Date: May 2013 – this is what the intestinal surgeries look like. (This main incision would be cut through 3 times in total)
Date: June 2013 – After having been readmitted with an assumed ileus (normal post-op complication), an exploratory scope perforated the bowel (because it wasn’t an ileus – it was a twisted and now dead piece of small intestine); Waiting for emergency surgery, face/body swollen with edema as the organs begin to shut down.
Date: June 2013 – post emergency surgery (small bowel resection and removal of the ischemic/dead bowel), full of fluid/edema; on TPN (IV feed directly into my heart), PCA (morphine) pump; IV lines maxed out; receiving one of three blood transfusions.
Date: June 2013, same as above.
Date: June/July 2013 – The rebound begins, organs start to function, body purges the excess fluid/edema, as the daily weight loss (in kilos) shows.
Date: Jan 2014 – After 6 months of working hard on recovery post discharge in July 2013, physical gains beginning to show. Shortly after this picture was taken, my intestine would prolapse again, leading to the third (and final) surgery in late-February 2014, where more small bowel would be removed. All the gains I had made would be lost once again — and more.
Date: May 2014 – In hospital for a massive post-operative obstruction. The situation was critical, as the blood pressure shows.
Date: May 2014 – After all was said and done, after 3 intestinal surgeries in under a year plus the final, massive obstruction, my weight finally hit bottom – 85 pounds – as the intestine struggled to recover from so much trauma in such a short span.
Date: May/June 2014 – At 85 pounds, my starting point of the rebuild.

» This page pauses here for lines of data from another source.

PR #665, opened 2021-06-18
Up the EBS attach/detach timeout from 20 to 60 seconds

solarkennedy:
I think we just need to give it more time to reduce
flakiness in our tests and the user experience.


cmd/titus-storage/ebs.go
```diff
@@ -130,8 +130,8 @@ func ebsStop(ctx context.Context, ec2Client *ec2.EC2, c MountConfig, ec2Instance
 	// *Sometimes* ebsStop gets called *defore* a container dies, but *after* a *different* container
 	// comes up, see it is attached, and mounts. In this case we need to still panic here, but it is "ok"
 	// In that situation we should not continue to detach a volume out from underneath it
-	l.Printf("Waiting up to %d seconds for %s to be not in use...", 30, actualDeviceName)
-	err = waitForDeviceToBeNotInUse(actualDeviceName, 30)
+	l.Printf("Waiting up to %d seconds for %s to be not in use...", 60, actualDeviceName)
```
andrew-leung, line 133: Not sure if this is wired up but a configurable property would provide some future proofing.

andrew-leung (approved):

PR #666, opened 2021-06-18
Added v0 of container healthchecks

solarkennedy:
Surprising to me, users can add healthchecks to their docker *images*
today! We just don't do anything except report it on the updates channel.

This PR adds support for accepting liveness probes from the pod spec
and converting them to use docker healthchecks on the backend.

This is a feature we get "for free" because of the C&W design (using
docker natively as the executor).

This currently doesn't help the user very much, because I don't have
the wiring in place to see health events. I'm waiting on my big
refactor PR to plumb that through.

However, soon we'll need to address a big elephant, which is "what"
to do with this data. Surprising to me (TIL), healthchecks don't
have anything to do with restart policy!

We will have to implement our own connector, like kubelet does
to kill the container once it goes unhealthy, and let the restart
policy take effect.
https://github.com/moby/moby/issues/28400

But that can be in v1 (this is v0).

### DIFF
--- a/executor/runtime/docker/docker.go
+++ b/executor/runtime/docker/docker.go
@@ -1604,16 +1604,18 @@ func (r *DockerRuntime) k8sContainerToDockerConfigs(v1Container v1.Container, ma
 	// to ignore whatever entrypoing is on the *image*. We want the normal docker behavior here,
 	// but we *also* want tini.
 	dockerEntrypoint := append([]string{"/sbin/docker-init", "-s", "--"}, v1Container.Command...)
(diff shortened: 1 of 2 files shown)


solarkennedy:
This PR is safe to merge, but it won't have any real effect on anything until we can easily expose or kill the container.

For that (v1), I would like to block on https://github.com/Netflix/titus-executor/pull/670 so that we have a more formal place to put extra sidecar data and status.

But this PR can be merged in now, and at least the health data of a sidecar will be available in the raw titus-executor logs.

rgulewich (approved):

PR #667, opened 2021-06-18
Bumped titus-api-definitions to include the new network mode api and update to latest protogen

solarkennedy:
In 2020 google changed the golang protobuf stuff https://github.com/protocolbuffers/protobuf-go#historical-legacy:

> It has been superseded by the google.golang.org/protobuf module, which contains an updated and simplified API, support for protobuf reflection, and many other improvements. We recommend that new code use the google.golang.org/protobuf module.

And we've been kinda fighting it for a while. I think my version of protoc got updated and I figured, lets move forward instead of downgrading (my laptop)?

So I fought the compile for a couple of hours.
Mostly reading
https://developers.google.com/protocol-buffers/docs/reference/go-generated#invocation

And understanding the relationship between protos and go modules.
Here are the big changes:

1. grpc files are created separately, so 2 protoc invocations
2. Specifying the package in the .proto file is deprecated and discouraged (which is why I use the command line args so much)
3. New Unimplemented stuff are semi-required, but encouraged.

And then on the titus side:

1. I got rid of the makefile magic. I thought it was just too much and I couldn't figure out what was going on.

Date: October 2014 – Picture taken by a dear friend for her 90-days-of-fitness project; Weight at at 95 pounds, muscle and strength gaining by the day.
I’m not going to upload a current selfie; I can’t bring myself to take one (I even refused to Skype with my family this Christmas). To see me as I am today, where I’m at as the recovery continues – weight just shy of 100 pounds now, still another 20-30 to gain – watch for the interviews. I’ll update this post and link to my appearances as soon as they’re made available.
I’ll write more later, as I have so much to say about Project Smile and the overwhelming response, but at this moment, I’m spent.
Direct link to my donation page, for those who are interested in/able to contribute: http://www.gofundme.com/apsmile
Update: The only thing worse than this stage of recovery is being seen in this stage of recovery. Unfortunately, the CBC report was rather inaccurate/inadequate, and there is a lack of clarity regarding the causes of, and treatments required for, this situation, due to the complicated medical history and overlapping medical issues discussed throughout the interview, so I’ve updated the Project Smile page with a more-comprehensive/thorough overview.
One thought on “Operation Smile”
You’ve been through so much, my heart goes out to you. I wish nothing but the best for you to reach good health again and gain all that has been lost. My sincerest and best wishes to you in your recovery and may many reach out to help you in your time of need. Much love.